- Born: 1975 (age 50–51) Glasgow, Scotland
- Education: University of Oxford
- Occupations: Writer and academic
- Notable work: Ghost Wall (2018)
- Awards: Jerwood Fiction Uncovered Prize

= Sarah Moss =

Scottish writer and academic (born 1975)

Sarah Moss FRSL (born 1975) is an English writer and academic. She has published eight novels and two memoirs, as well as a number of non-fiction works and academic texts. A ninth novel, Ripeness, was published in 2025. Her work has been nominated three times for the Wellcome Book Prize. She was appointed assistant professor of Creative Writing at University College Dublin's School of English, Drama and Film in the Republic of Ireland with effect from September 2020. She was a regular contributor to the Irish Times until September 2026 when she signed off with her last column, citing online abuse including death threats.

==Biography==
Sarah Moss was born in Glasgow, Scotland, and at the age of two moved with her family to Manchester, England, where she lived until the age of 18, when she went to study at the University of Oxford. During the ten years she spent in Oxford, she earned a BA, Master of Studies and D.Phil. in English Literature, and then held a postdoctoral research fellowship.

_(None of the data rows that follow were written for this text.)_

PR #315, opened 2018-11-13
Change resource access from file to stream. Modify gradle for jar build

danparisd:
Includes Matthew's changes for file access to stream. I modified build.gradle to build an executable jar.


build.gradle
```diff
@@ -79,7 +82,7 @@ dependencies {
     compile "no.tornado:tornadofx:$tornado_version"
 
     //SVG Loader
-    implementation 'com.github.afester.FranzXaver:Examples:0.1'
+    compile 'com.github.afester.FranzXaver:Examples:0.1'
```
mbr4477: @danparisd Were the dependencies not working with `implementation`? Not 100% sure when, but I think `compile` is being deprecated in favor of `implementation`.

build.gradle
```diff
@@ -118,9 +121,34 @@ dependencies {
...
+    }
+    from (configurations.compile.collect { zipTree(it) }) {
+        exclude "META-INF/MANIFEST.MF"
+        exclude "META-INF/*.SF"
+        exclude "META-INF/*.DSA"
+        exclude "META-INF/*.RSA"
+    }
+}
+
+jfx {
```
mbr4477: What is this task for? I understand the `jar` one, but not quite sure what the `jfx` one does

build.gradle
danparisd: @mbr4477 Correct, the dependencies were not working with implementation because implementation does not expose the methods in the dependency, while compile does. 

https://stackoverflow.com/questions/44493378/whats-the-difference-between-implementation-and-compile-in-gradle

Compile is deprecated, so it would seem that compile might ought to be replaced with API, but compile was already being used in the build.gradle so I just went with compile because I knew it would work and it was simpler.

https://docs.gradle.org/current/userguide/java_library_plugin.html#sec:java_library_separation

https://www.youtube.com/watch?v=7ll-rkLCtyk&feature=youtu.be&t=1647

I don't know what it would take to allow implementation to be used in all the places compile is used, or if that's even viable. I'm open to replacing compile with api, but I'm not clear on how that benefits us, other than using the more modern configuration. Let me know your thoughts.

build.gradle
danparisd: @mbr4477 I actually just copied that from one of @sarabiaj gradle builds he was using while mine was breaking. I'm not sure if it's necessary because I don't think we're using any of the jfx tasks. I will experiment with removing it. Joe is there a reason I should keep it that you know of?

mbr4477: Joe mentioned that this might be important when we encounter systems that don't have JavaFX bundled with the JDK (e.g., ARM)

build.gradle
mbr4477: @danparisd Is `implementation` an issue because we need the class paths exposed for the `jar` task?

jsarabia: let's take the opportunity to get this done the right way, even if we had some compiles before.

I'd rather not move backwards, knowing we already need to fix it (deprecated means a future update can remove compile in a later version of gradle).

build.gradle
jsarabia: https://github.com/FibreFoX/javafx-gradle-plugin#minimal-setup-of-buildgradle

build.gradle
danparisd: @mbr4477 Yes, with implementation it was not adding the classpaths to the jar.

@sarabiaj I agree. Gradle says `compile` "is now deprecated — although it won’t be going away any time soon." I did a bit of research and I'm not finding a clear direction on what to do to move away from `compile` for all of our dependencies. I think if dev can give me the config option that is needed for each of the dependencies, that would be best. Since compile isn't going away anytime soon I'm ok with this being made an issue and addressed at a later time.

jsarabia: https://jeroenmols.com/blog/2017/06/14/androidstudio3/

sounds like you could replace compile with api everywhere.

Also sounds like implementation should be fine everywhere except our stuff (common, resource container), and those probably should be api.

build.gradle
danparisd: I removed the jfx plugin and it built and ran, but not sure if there's any particular test that should be run before saying we don't need it.

build.gradle
danparisd: I replaced compile with implementation (except for common and resource container) and it won't run. Specifically it appears to fail with some part of the kotlin jdk.

```PS C:\users\parisd\8woc2018-jvm\build\libs> java.exe -jar 8woc2018-jvm.jar
Exception in thread "main" java.lang.NoClassDefFoundError: kotlin/jvm/internal/Intrinsics
        at org.wycliffeassociates.otter.jvm.app.MainKt.main(Main.kt)
Caused by: java.lang.ClassNotFoundException: kotlin.jvm.internal.Intrinsics
        at java.net.URLClassLoader.findClass(Unknown Source)
        at java.lang.ClassLoader.loadClass(Unknown Source)
        at sun.misc.Launcher$AppClassLoader.loadClass(Unknown Source)
        at java.lang.ClassLoader.loadClass(Unknown Source)
        ... 1 more
```

danparisd: Tried again with api instead of compile and it also doesn't run.

mbr4477: @danparisd Try using `implementation` with this new jar task:
```gradle
//tell gradle what to put in the jar
task fatJar(type: Jar) {
    manifest {
        attributes('Main-Class': mainClassName)
    }
    from {
        configurations.runtimeClasspath.collect { it.isDirectory() ? it : zipTree(it) }
    }
    exclude "META-INF/MANIFEST.MF"
    exclude "META-INF/*.SF"
    exclude "META-INF/*.DSA"
    exclude "META-INF/*.RSA"
    with jar
}
```
https://stackoverflow.com/questions/49278063/how-do-i-create-an-executable-fat-jar-with-gradle-with-implementation-dependenci

build.gradle
jsarabia: the jfx plugin is required for the openjdk and for arm architectures. The only reason it builds and runs without it is because javafx is included in the oracle jdk.

I'm not sure if we are allowed to distribute the oracle jre?

mbr4477: I think we can? https://www.oracle.com/technetwork/java/javase/jre-8-readme-2095710.html
> To run your application, a user needs the Java SE Runtime Environment, which is freely available from Oracle. Or, you can redistribute the Java SE Runtime Environment for free with your application, according to the terms of the Oracle Binary Code License Agreement for the Java SE Platform Products.

build.gradle
danparisd: I went with:

```
//tell gradle what to put in the jar
jar {
    manifest {
        attributes(
        'Class-Path': configurations.compile.collect { it.getName() }.join(' '),
        'Main-Class': mainClassName
        )
    }
    from (configurations.runtimeClasspath.collect { it.isDirectory() ? it : zipTree(it) }) {
        exclude "META-INF/MANIFEST.MF"
        exclude "META-INF/*.SF"
        exclude "META-INF/*.DSA"
        exclude "META-INF/*.RSA"
    }
}
```

and it works!

build.gradle
jsarabia: yeah it just may involve including shipping their tos in the installer or something like that.

danparisd:
Closing for new PR with updated changes after comments

PR #332, opened 2018-11-29
Filter source language from target combo box

mbr4477:
- Removes selected source language from target combo box so the user cannot select the same language for source and target


mbr4477:
Getting rid of combo boxes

From 2004 to 2009, she was a lecturer at the University of Kent. Following the publication in 2009 of her first novel, Cold Earth, Moss went to teach for a year at the University of Iceland. She then took up a post as Senior Lecturer in Literature and Place at the University of Exeter's Penryn Campus in Cornwall, and subsequently moved to the University of Warwick, becoming Director of the Warwick Writing Programme, teaching creative writing. Since September 2020 she has assistant professor of Creative Writing at University College Dublin's School of English.

==Ghost Wall==
Moss published Ghost Wall in 2018, a novel that was shortlisted for the Polari Prize and Ondaatje Prize, and longlisted for the Women's Prize for Fiction in 2019.

Moss creates a motif of light at the outset of her Ondaatje Prize-nominated text, Ghost Wall, as a female character is brought out, "not blindfolded", but with her "eyes widened" to "the last light" of the day and also quite possibly of her life. This foreshadowing narrative at the outset is an historic representation of a social evil that occurred in medieval England many centuries ago among those communities that practised human sacrifice.

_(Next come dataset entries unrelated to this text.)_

PR #369, opened 2022-09-20
refactor: migrate gcp_at to use v2 api

dmurray-lacework:

***Issue***: 
https://lacework.atlassian.net/browse/ALLY-1139

***Description:***
Refactor gcp_at resource to use v2 api

### DIFF
--- a/lacework/resource_lacework_integration_gcp_at.go
+++ b/lacework/resource_lacework_integration_gcp_at.go
@@ -182,10 +182,6 @@ func resourceLaceworkIntegrationGcpAtCreate(d *schema.ResourceData, meta interfa
 			))
 		}
 
-		if err != nil {
-			return resource.NonRetryableError(err)
-		}
-
 		integration := response.Data
 		d.SetId(integration.IntgGuid)
 		d.Set("name", integration.Name)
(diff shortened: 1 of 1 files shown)


lacework/resource_lacework_integration_gcp_at.go
```diff
@@ -162,48 +163,41 @@ func resourceLaceworkIntegrationGcpAtCreate(d *schema.ResourceData, meta interfa
...
-				api.GcpAuditLogIntegration.String(), retries,
+				"unable to create %s integration (retrying %d more time(s))",
+				api.GcpAtSesCloudAccount.String(), retries,
 			))
 		}
 
-		log.Printf("[INFO] Verifying server response")
-		err = validateGcpIntegrationResponse(&response)
 		if err != nil {
 			return resource.NonRetryableError(err)
```
rmoles, line 186: Wondering if this could be moved inside the above if statement?

dmurray-lacework: it can be removed entirely, there err it was checking was from the func that was removed

dmurray-lacework: Fixed

PR #382, opened 2022-09-29
BREAKING 💥 Migrate resources to use V2 api

dmurray-lacework:
Migrate TF provider resources to use V2 of the api.


afiune:
Moved to draft to avoid approving and merging without Major version bump.

tenor-213370760

afiune (approved):
tenor-109701152

PR #385, opened 2022-10-13
feat(resource): New lacework_integration_aws_org_agentless_scanning resource

theopolis:
***Issue***: RAIN-38397

This replaces PR#384.

***Description:***
This adds the AWS Organizations Agentless Scanning type. This type is similar to the existing Agentless Scanning integration, but this allows a single scanning account to exist with multiple monitored accounts. The monitored accounts can be a mixed set of OUs, the organization root, or specific Account IDs.

The `lacework/terraform-aws-agentless-scanning` module will be used to install this type of account.


lacework/resource_lacework_integration_aws_org_agentless_scanning.go
```diff
@@ -0,0 +1,321 @@
...
+	)
+
+	awsOrgAgentlessScanningData := api.AwsSidekickOrgData{
+		ScanFrequency:           d.Get("scan_frequency").(int),
+		ScanContainers:          d.Get("scan_containers").(bool),
+		ScanHostVulnerabilities: d.Get("scan_host_vulnerabilities").(bool),
+		AccountID:               d.Get("account_id").(string),
+		BucketArn:               d.Get("bucket_arn").(string),
+		ScanningAccount:         d.Get("scanning_account").(string),
+		MonitoredAccounts:       strings.Join(d.Get("monitored_accounts").([]string), ", "),
```
dmurray-lacework, line 160: This cast fails,  we can call the following instead
```suggestion
		MonitoredAccounts:       strings.Join(castAttributeToStringSlice(d, "monitored_accounts"), ", "),
```

theopolis: Good call, TBH I was worried about this, as the proper way is to first try `[]interface{}` then for `string` on each element.

dmurray-lacework (approved):

PR #389, opened 2022-10-19
fix: suppressdiff for gcp_at private_key_id

dmurray-lacework:

***Issue***:  https://lacework.atlassian.net/browse/ALLY-1238

***Description:***
From v2 of the api the private key id field is a sensitive value and not returned. The diff needs to be suppressed for this field, otherwise there will be drift


afiune (approved):
tenor-30270670

PR #402, opened 2022-11-09
fix: azure_cfg resource sening incorrect cloud account type

dmurray-lacework:

Azure_cfg is sending the wrong cloud account type


rmoles (approved):
Good catch

PR #403, opened 2022-11-09
fix: azure_cfg resource sending incorrect cloud account type

dmurray-lacework:
azure_cfg resource is sending incorrect cloud account type


afiune (approved):
tenor-184070975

As the novel continues, we meet the Hampton family, who are involved in a re-enactment of life in northern England 2500 years ago, while the insidious influence of the racist and sexist Englishman Bill Hampton upon his wife Alison and his smart, seventeen-year-old daughter Silvie is slowly revealed.

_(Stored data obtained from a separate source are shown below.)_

PR #412, opened 2022-11-16
test: change alert_profile test to read second element from alerts array

dmurray-lacework:

***Description:***
Fix alert profile test. Find alertTemplate assertion from returned alerts by name

### DIFF
--- a/integration/resource_lacework_alert_profile_test.go
+++ b/integration/resource_lacework_alert_profile_test.go
@@ -4,6 +4,7 @@ import (
 	"testing"
 
 	"github.com/gruntwork-io/terratest/modules/terraform"
+	"github.com/lacework/go-sdk/api"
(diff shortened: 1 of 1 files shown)


integration/resource_lacework_alert_profile_test.go
```diff
@@ -32,10 +32,10 @@ func TestAlertProfileCreate(t *testing.T) {
 	actualDescription := terraform.Output(t, terraformOptions, "alert_description")
 
 	assert.Equal(t, "LW_CFG_GCP_DEFAULT_PROFILE", createProps.Data.Extends)
```
varming, line 34: I would change this test to find the alert by name. There will always be an alert named `Violation`, you can assert that. This way the test will not fail if a new alert is added.

afiune (approved):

This text is intended to "shake up" the reader with its presentation of the nefarious role that personal power politics plays in domestic abuse, a highly pertinent theme for today.

The Independent called the novel "inventive, intelligent, and like no other author's work".

==Awards and honours==
Moss's 2011 novel Night Waking won the Jerwood Fiction Uncovered Prize. Her non-fiction book Names for the Sea: Strangers in Iceland was shortlisted for the Royal Society of Literature's Ondaatje Prize in 2013. In 2015, her novel Bodies of Light was shortlisted for the Wellcome Book Prize, and her novels Signs for Lost Children and The Tidal Zone were also shortlisted for the same award in 2016 and 2017 respectively. Her 2018 novel Ghost Wall was shortlisted for the Ondaatje Prize and the Polari Prize, and was longlisted for the 2019 Women's Prize for Fiction.

Moss was elected a Fellow of the Royal Society of Literature (FRSL) in 2019.

== Personal life ==
Moss lives in Dún Laoghaire, Co. Dublin with her husband and has two adult sons. She describes herself as a "bike-riding vegetarian feminist".

== Bibliography ==

===Novels===

- Cold Earth (Granta Books, 2009)
- Night Waking (Granta, 2011)
- Bodies of Light (Granta, 2014)
- Signs for Lost Children (Granta, 2015)
- The Tidal Zone (Granta, 2016)
- Ghost Wall (Granta, 2018)
- Summerwater (Pan Macmillan, 2020)
- The Fell (Pan Macmillan, 2021)
- Ripeness (Pan Macmillan, 2025)

===Non-fiction===

- The Frozen Ship (2006)
- Scott’s Last Biscuit: the literature of polar exploration (2006)
- Spilling the Beans: reading, writing, eating and cooking in British women's fiction 1770 – 1830
- Chocolate: A Global History (2009)
- Names for the Sea: Strangers in Iceland (Granta, 2012)
- My Good Bright Wolf (2024)

===Critical studies and reviews of Moss's work===

- Summerwater
- Robson, Leo (2021). "Old habits : in Sarah Moss's novel 'Summerwater,' there's no holiday from history"

==Adaptations==
A six-part television series adaptation of Summerwater, starring Dougray Scott and Shirley Henderson among others, was aired in the United Kingdom on Channel 4 in November 2025.